_AIM OF THE TASK_: Copy out all of the records, exactly as they appear.

DATA IN THIS EXERCISE Start Marker

Issue #150, opened 2021-12-15
Disable connect fail fast, is it possible?


sbchisholm:
With the `-connect-fail-fast` defaulting to `true` from what I can tell there isn't a way to pass the flag so that it becomes `false`. If there isn't a way to make this `false` perhaps we could rename it to `-no-connect-fail-fast` and have it `false` by default.

```
	connectFailFast = flags.Bool("connect-fail-fast", true, prettify(`
		If true, non-temporary errors (such as "connection refused" during
		initial connection will cause the program to immediately abort. This
		is the default and is appropriate for interactive uses of grpcui. But
		long-lived server use (like as a sidecar to a gRPC server) will prefer
		to set this to false for more robust startup.`))
```

jhump:
> from what I can tell there isn't a way to pass the flag so that it becomes false

This is not true: `-connect-fail-fast=false`

jhump:
https://pkg.go.dev/flag#hdr-Command_line_flag_syntax

sbchisholm:
Ah, thanks @jhump.  I had tried `-connect-fail-fast false`, which didn't work but I see they mention this in their docs:

> -flag
> -flag=x
> -flag x  // non-boolean flags only

PR #151, opened 2021-12-15
Flip logic of -connect-fail-fast to -no-connect...

sbchisholm:
Proposed fix for #150.


sbchisholm:
Not necessary as the flag can be set to `false` by using the `-flag=false` syntax, I assumed this wasn't working because it wasn't working with a space (`-flag false`).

DATA IN THIS EXERCISE End Marker

_SOLUTION TO THIS EXERCISE_:
Issue #150, opened 2021-12-15
Disable connect fail fast, is it possible?


sbchisholm:
With the `-connect-fail-fast` defaulting to `true` from what I can tell there isn't a way to pass the flag so that it becomes `false`. If there isn't a way to make this `false` perhaps we could rename it to `-no-connect-fail-fast` and have it `false` by default.

```
	connectFailFast = flags.Bool("connect-fail-fast", true, prettify(`
		If true, non-temporary errors (such as "connection refused" during
		initial connection will cause the program to immediately abort. This
		is the default and is appropriate for interactive uses of grpcui. But
		long-lived server use (like as a sidecar to a gRPC server) will prefer
		to set this to false for more robust startup.`))
```

jhump:
> from what I can tell there isn't a way to pass the flag so that it becomes false

This is not true: `-connect-fail-fast=false`

jhump:
https://pkg.go.dev/flag#hdr-Command_line_flag_syntax

sbchisholm:
Ah, thanks @jhump.  I had tried `-connect-fail-fast false`, which didn't work but I see they mention this in their docs:

> -flag
> -flag=x
> -flag x  // non-boolean flags only

PR #151, opened 2021-12-15
Flip logic of -connect-fail-fast to -no-connect...

sbchisholm:
Proposed fix for #150.


sbchisholm:
Not necessary as the flag can be set to `false` by using the `-flag=false` syntax, I assumed this wasn't working because it wasn't working with a space (`-flag false`).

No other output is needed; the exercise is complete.